What to produce:
Filter the lines below, keeping each one that holds "repositoryExists".

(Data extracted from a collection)
----

PR #6758, opened 2023-05-05
New storage: allow deletion of multiple repositories

snazy:
This change only moves the logic from the `Persist.erase()` implementations to their `Backend.eraseRepositories(Set)` counterparts and makes the implementations delete multiple repos in one shot. No other changes, just moving some already existing code around.

### DIFF
--- a/versioned/storage/common-tests/src/main/java/org/projectnessie/versioned/storage/commontests/AbstractBackendRepositoryTests.java
+++ b/versioned/storage/common-tests/src/main/java/org/projectnessie/versioned/storage/commontests/AbstractBackendRepositoryTests.java
@@ -1,0 +1,89 @@
+/*
+ * Copyright (C) 2022 Dremio
+ *
+ * Licensed under the Apache License, Version 2.0 (the "License");
+ * you may not use this file except in compliance with the License.
+ * You may obtain a copy of the License at
+ *
+ * http://www.apache.org/licenses/LICENSE-2.0
+ *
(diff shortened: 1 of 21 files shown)


versioned/storage/common-tests/src/main/java/org/projectnessie/versioned/storage/commontests/AbstractBackendRepositoryTests.java
```diff
@@ -0,0 +1,89 @@
...
+    soft.assertThat(repositoryLogic.repositoryExists()).isTrue();
+    repo1.erase();
+    soft.assertThat(repositoryLogic.repositoryExists()).isFalse();
+    try (CloseableIterator<Obj> scan = repo1.scanAllObjects(EnumSet.allOf(ObjType.class))) {
+      soft.assertThat(scan).isExhausted();
+    }
+  }
+
+  @ParameterizedTest
+  @ValueSource(ints = {1, 3, 10})
```
dimas-b, line 66: Shouldn't we go above `MAX_CONCURRENT_DELETES`?

dimas-b (approved):

versioned/storage/common-tests/src/main/java/org/projectnessie/versioned/storage/commontests/AbstractBackendRepositoryTests.java
snazy: oops - saw it too late - #6768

----

Written reply:
+    soft.assertThat(repositoryLogic.repositoryExists()).isTrue();
+    soft.assertThat(repositoryLogic.repositoryExists()).isFalse();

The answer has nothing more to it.